Hadeed also noted that Lautar had told the commission, in reply to a question by Hanns, that the school’s enrollment was not restricted to church members.
“The pastor said that it was open enrollment, that you were not required to be a member of the church. If the response were different, my opinion might be different,” he said.
But Shapiro said curricula used in Christian schools are often exclusionary.
“The government giving the stamp of approval to a religious organization is troublesome,” he said. “I don’t think the government should be supporting a message that opposes other people’s religious beliefs.”
Plans for expansion and ‘a blessing to the community’
The courthouse won't just give the First Baptist Christian Academy more space, Lautar said. It will also give the school a chance for accreditation through the Florida Association of Christian Colleges and Schools — something particularly important now that the school has, just this year, begun accepting high school students.
“We are in the process of going through accreditation, but there is a certain square footage that we have to have per student to be accredited,” he said. “We will never be accredited where we’re at, because the square footage is too small.”

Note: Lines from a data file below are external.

PR #3626, opened 2021-08-11
backing-availability-audit: Move ErasureChunk Proof to BoundedVec

Lldenaurois:
Addresses: https://github.com/paritytech/srlabs_findings/issues/100

This PR moved the `proof` field in `ErasureChunk` to a nested set of `BoundedVec`s.


node/core/av-store/src/lib.rs
```diff
@@ -1177,7 +1178,7 @@ fn store_available_data(
 	let erasure_chunks = chunks.iter().zip(branches.map(|(proof, _)| proof)).enumerate().map(
 		|(index, (chunk, proof))| ErasureChunk {
 			chunk: chunk.clone(),
-			proof,
+			proof: Proof::try_from(proof).unwrap(),
```
Lldenaurois, line 1181: Note: I am not sure what the best approach is here.

Since the `obtain_chunks` function (c.f. [here](https://github.com/paritytech/polkadot/blob/master/erasure-coding/src/lib.rs#L136)) and `branches` function (c.f. [here](https://github.com/paritytech/polkadot/blob/686e3180af8fee86b2b541ffb9b09d7bc66eba9c/erasure-coding/src/lib.rs#L276).

One option would be to have the erasure-coding return the Proof as oppose to the `AsRef<[u8]>` and the `Vec<Vec<u8>>`. But before I go ahead and do that it maybe be best to sync up regarding the proper approach.

node/core/av-store/src/tests.rs
```diff
@@ -16,11 +16,14 @@
 
 use super::*;
 
+use std::convert::TryFrom;
```
Lldenaurois, line 19: Since there's no use of this trait anywhere (it seems), I believe it may be incorrect to implement the `TryFrom` trait as oppose to just making a Method on `Proof`.

node/primitives/src/lib.rs
```diff
@@ -287,6 +291,96 @@ pub struct AvailableData {
...
+impl Encode for Proof {
+	fn size_hint(&self) -> usize {
+		MERKLE_NODE_MAX_SIZE * MERKLE_PROOF_MAX_DEPTH
+	}
+
+	fn using_encoded<R, F: FnOnce(&[u8]) -> R>(&self, f: F) -> R {
+		let mut out = Vec::new();
+		for element in self.0.iter() {
+			let temp = element.as_vec();
+			let mut element_vec = [0u8; MERKLE_NODE_MAX_SIZE];
```
Lldenaurois, line 355: This is not the tersest way to store Merkle proofs, but it works. I wanted to have something working quickly in order to get some of the higher-level questions out of the way.

Strangely, the Merkle proofs generated in the polkadot tests seem to always an outer length 2, which I currently don't fully understand. The inner length varies from 3 to 347 and I also don't fully understand why.

Based on how we store these proofs as a Vec<Vec<u8>>, we can choose the best way to bound the inner and out vectors.

node/primitives/src/lib.rs
```diff
@@ -51,6 +52,9 @@ pub use disputes::{
 	SignedDisputeStatement, UncheckedDisputeMessage, ValidDisputeVote,
 };
 
+const MERKLE_NODE_MAX_SIZE: usize = 347;
+const MERKLE_PROOF_MAX_DEPTH: usize = 3;
```
Lldenaurois, line 56: Note that these constants would not work in practice. I've just set them to what I observed being crated in the tests. It is my belief that the depth is no more than 3 (in fact it's not more than 2) throughout all tests because we don't ever create a Merkle Tree with that many elements, i.e. intermediate nodes.

The correct values to use here are:

MERKLE_NODE_MAX_SIZE = 512;
MERKLE_PROOF_MAX_DEPTH = 8;

I just found it interesting that the node max size was uneven. I may be mistaken, but I'm quite certain the max proof node created is 347 bytes.

eskimor:
With the limits in place, how big can a proof become now?

Lldenaurois:
4096 (= 512 * 8) bytes is the maximum size of the Proof with this change, as oppose to the 500KB protocol-level limit.

node/core/av-store/src/tests.rs
drahnr: How would it be incorrect?

node/primitives/src/lib.rs
```diff
@@ -51,6 +52,9 @@ pub use disputes::{
 	SignedDisputeStatement, UncheckedDisputeMessage, ValidDisputeVote,
 };
 
+const MERKLE_NODE_MAX_SIZE: usize = 512;
+const MERKLE_PROOF_MAX_DEPTH: usize = 8;
```
drahnr, line 56: Adding comments as to why these were chosen as they are would be appreciated.

node/primitives/src/lib.rs
```diff
@@ -287,6 +291,82 @@ pub struct AvailableData {
...
+
+impl Proof {
+	/// This function allows to convert back to the standard nested Vec format
+	pub fn as_vec(&self) -> Vec<Vec<u8>> {
+		self.0.as_vec().iter().map(|v| v.as_vec().clone()).collect()
+	}
+}
+
+impl TryFrom<Vec<Vec<u8>>> for Proof {
+	type Error = &'static str;
```
drahnr, line 306: I would argue for a

```
#[derive(thiserror::Error)]
enum Error {
    #[error("erkle max proof depth exceeded {0} > {} .", MERKLE_PROOF_MAX_DEPTH)]
    MerkleProofDepthExceeded(depth),
    // ..
}
```

node/primitives/src/lib.rs
```diff
@@ -287,6 +291,82 @@ pub struct AvailableData {
...
+
+	fn try_from(input: Vec<Vec<u8>>) -> Result<Self, Self::Error> {
+		if input.len() > MERKLE_PROOF_MAX_DEPTH {
+			return Err("Merkle max proof depth exceeded.")
+		}
+		let mut out = Vec::new();
+		for element in input.into_iter() {
+			let data: BoundedVec<u8, 1, MERKLE_NODE_MAX_SIZE> =
+				BoundedVec::from_vec(element).map_err(|_| "Merkle node max size exceeded.")?;
```
drahnr, line 315: CC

Of the school’s 211 students, Lautar said, 43 are in middle or high school, and accreditation will help their college prospects. He expects a projected total school enrollment of 300 for the coming school year to include some students from out of town.
“People who are looking for a private education, a Christian education, would drive regionally for that,” he said. “We feel that the middle and high school classes will really help fulfill a growing need for parents who desire a private education for their children.” Lautar expects that the school may one day outgrow the courthouse property.
But for now, he said, the courthouse building — through its size, historic nature and it central location in Bunnell — will give the church and its academy a chance to have a greater impact on the community.
“The courthouse is very special to a lot of people,” he said. “It holds a lot of significance, really, in the heart of the community, and we want to be involved in a way that helps perpetuate that and really carry on. We’re looking for it to be a blessing to the community.”